# traditional hunt



## sanpeteboy (Dec 26, 2007)

has any one heard any rumors about a possible traditional only limited entry hunt coming in the future?


----------



## woollybugger (Oct 13, 2007)

I doubt it. A late season traditional only seson would be nice though.


----------



## silvertip (Sep 27, 2007)

only in my dreams my friend.


----------



## Bears Butt (Sep 12, 2007)

I would go for one of those in a heart beat, but I doubt it would ever be pulled off.


----------



## bigbr (Oct 24, 2007)

*A deer hunting tradition!*

Traditionally my family and I use to hunt the Skyline Drive area with our 30.06 rifles for deer. Is this how you define "Traditional"? Would you care to define traditional so that Doc White and I can pour some grey matter into your cranium&#8230;&#8230;.Bigbr


----------



## campfire (Sep 9, 2007)

I see Two potential problems. First, Bigbr makes a good point. It would be very difficult to legally define a "traditional" hunt in such a way as to be inforcable. Second, there are allready so many "specialty hunts" that it would be hard to find the time to squeeze another one in.


----------



## redleg (Dec 5, 2007)

Traditional should mean: Exposed hammer, exposed nipple or flintlock or bow without wheels or cams.


----------



## El Matador (Dec 21, 2007)

I don't know what a traditional only hunt would accomplish. The muzz hunt is not crowded at all right now, so you really wouldn't gain anything if you're a traditional hunter and want everyone else off the mountain.
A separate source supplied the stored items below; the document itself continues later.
PR #258, opened 2021-03-07
add minAllow for VPA of provider-azure extension itself

MartinWeindel:

/area control-plane
/area auto-scaling
/area robustness
/kind enhancement
/platform azure

The gardener-extension-provider-azure pods on one seed have been in `CrashLoopBackOff` (OOMKilled) because the VPA recommendations for memory were ridiculous low (10 MB). Therefore `minAllow` settings for VPA should be activated.

Fixes #

**Release note**:

```other operator
provider-azure does now specify minAllowed values by default for the extension controller to prevent too low recommendations from VPA that lead to OOMK.
```


ialidzhikov:
@MartinWeindel , we talked about this PR in the quality responsible sync and the last agreement was that these values might be gardener landscape specific and we should rather specify them per gardener landscape (it is possible to pass these values via the `ControllerRegistration` spec).
@rfranzke , correct me if I got it wrong.

ialidzhikov:
> @MartinWeindel , we talked about this PR in the quality responsible sync and the last agreement was that these values might be gardener landscape specific and we should rather specify them per gardener landscape (it is possible to pass these values via the ControllerRegistration spec).

So rethinking about the above statement, I see that it is still reasonable to have some bare minimum specified for minAllowed to prevent ridiculous VPA recommendation. In this way we would also prevent the issue described in https://github.com/gardener/gardener/pull/2164 (VPA recommending less memory than the size of the runc binary (about 10Mb)).
I guess we don't want to specify and maintain minAllowed values for each and every extension and for each and every landscape. If custom minAllowed are needed for a landscape, then it can be customized.

charts/gardener-extension-provider-azure/values.yaml
```diff
@@ -10,10 +10,10 @@ maxSurge: 50%
...
 vpa:
   enabled: true
-# resourcePolicy:
-#   minAllowed:
-#     cpu: 100m
-#     memory: 128Mi
+  resourcePolicy:
+    minAllowed:
+      cpu: 10m
+      memory: 120Mi
```
ialidzhikov, line 16: I would rather stick to lower minAllowed wrt the memory. For example the values from os-gardenlinux extension - https://github.com/gardener/gardener-extension-os-gardenlinux/blob/94ea26e9be17b375e70e24bed432e78197d7a330/charts/gardener-extension-os-gardenlinux/values.yaml#L12-L13

```suggestion
      cpu: 50m
      memory: 64Mi
```

ialidzhikov: `make generate` is needed :(

ialidzhikov (approved):
/lgtm

PR #266, opened 2021-03-23
Use separate ManagedResource for ControlPlane CRDs

ialidzhikov:
/kind enhancement
/platform azure

Part of https://github.com/gardener/gardener/issues/2227

As the CSI is still not enabled for provider-azure (planned for K8s v1.21), we can move the volumesnapshot CRDs to separate ManagedResource in a backwards-compatible way (for the rest of the provider extensions we will have to migrate the CRDs from one ManagedResource to another one).

**Release note**:

```other operator
provider-azure is now using a separate ManagedResource for ControlPlane CRDs that are installed in the Shoot cluster to separate the deletion of CRDs from the deletion of the RBAC for controller leader election.
```


rfranzke (approved):
/lgtm

dkistner (approved):
/lgtm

A late hunt would be sweet, but a general hunt that late may be kind of hard on the deer. I don't know, maybe I'm wrong. I think a late season muzzleloader hunt would be a fabulous idea if it were done right. You'd have to limit the tags, either by making it LE or just making another general hunt with a few hundred tags. Limiting the tags would keep most of the pressure off the deer, and if it was LE you'd cycle a lot of folks through the bonus point pool.


----------